IRIDA provides a fully featured system for the storage, management, and sharing of sequencing data. Sequence data can be imported directly form Illumina MiSeq Sequencers into IRIDA’s data storage and management system. The sequence data is organized into projects and access to the data can can be shared with project collaborators. Data can also be shared with other IRIDA instances across the internet. Data can be analyzed directly with IRIDA, exported to file or to the Galaxy workflow system. Read on for more detail on IRIDA’s sequence data management.
IRIDA’s data model is inspired by the INSDC.
IRIDA’s data model is rooted by a project. A project has some metadata (an organism, description, links), a collection of users or groups who have permission to view or edit the data in the project, and a collection of samples.
A sample has some metadata (an organism, description, and collection information like date and location) and a collection of sequencing data that was generated for the isolate.
IRIDA also tracks some information about the sequencing instrument that was used to generate the data.
IRIDA’s file management application is made up of several different parts:
- An easy-to-use web interface for humans,
- A REST API for bots and applications,
- A centralized file storage area, and
- An internal compute cluster for executing analyses.
Internally, applications using data managed by IRIDA are encouraged to make use of the central file storage area. For example, internal and external interactions with the Galaxy workflow execution engine use filesystem links to the central file storage area instead of copying files so that overall disk usage is reduced when users work with their NGS data.
The web interface enables humans to manage and organize their sequencing data. Users can easily organize their data by grouping samples into projects, then move, edit, and copy samples between projects. IRIDA also includes useful search functions to filter data sets by name, organism, or by uploading a list of names generated by an external data source.

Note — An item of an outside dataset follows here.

PR #1233, opened 2019-08-23
Rewrite Getting Started for online deployment

htdvisser:
#### Summary

In this Pull Request we change the Getting Started documentation in such a way that it produces an online deployment (on `your.thethingsstack.io`) instead of an offline one (on `localhost`). Other documentation is also updated accordingly.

Getting Your Data Into IRIDA
The web interface also provides methods for getting data in and out of IRIDA. IRIDA has methods for uploading small data sets with the web interface (larger data sets and sequencing centres should use our desktop uploader tool). FASTQ files that are uploaded to IRIDA are decompressed and processed by FastQC to provide some quality control metrics.
Getting Your Data Out of IRIDA
Sharing Data Within IRIDA
IRIDA also has file sharing features so that users can share their data with other users and groups managed by IRIDA. Users can permit other users in IRIDA to access or modify their data, and may also create and manage their own user groups for assigning bulk permissions.
Sharing Data Outside of IRIDA
Users can get data out of IRIDA in several ways:
- Downloading a large, compressed directory of sequencing data in bulk,
- Sending their data to an external instance of Galaxy,
- Exporting their files to the command-line as a link structure, or
- Sending their files in bulk to NCBI’s Sequence Read Archive.
Users may Download their data sets in bulk from IRIDA using the export feature. The export feature allows users to download their data in bulk, creating a large zip file that contains all of the samples that they have selected. Users are encouraged to use alternative methods for getting their data out of IRIDA because of the large file sizes.
The Send to Galaxy feature allows a user to send selected sample data to an external instance of Galaxy for analyses that are not built into IRIDA. The tool for importing data to Galaxy from IRIDA uses the Galaxy Data Library feature to link to files on the central file storage area instead of physically copying data, to reduce overall disk usage.
The Command-line Linker feature allows a power-user to recreate the project/sample structure as folders on their file system, allowing them to execute analyses that are not built into IRIDA or Galaxy.
Finally, the Upload to NCBI SRA export feature facilitates transferring data stored in IRIDA to NCBI’s SRA. Users do not need to download the files, then upload them to NCBI’s FTP site, IRIDA seamlessly handles transferring the data to NCBI.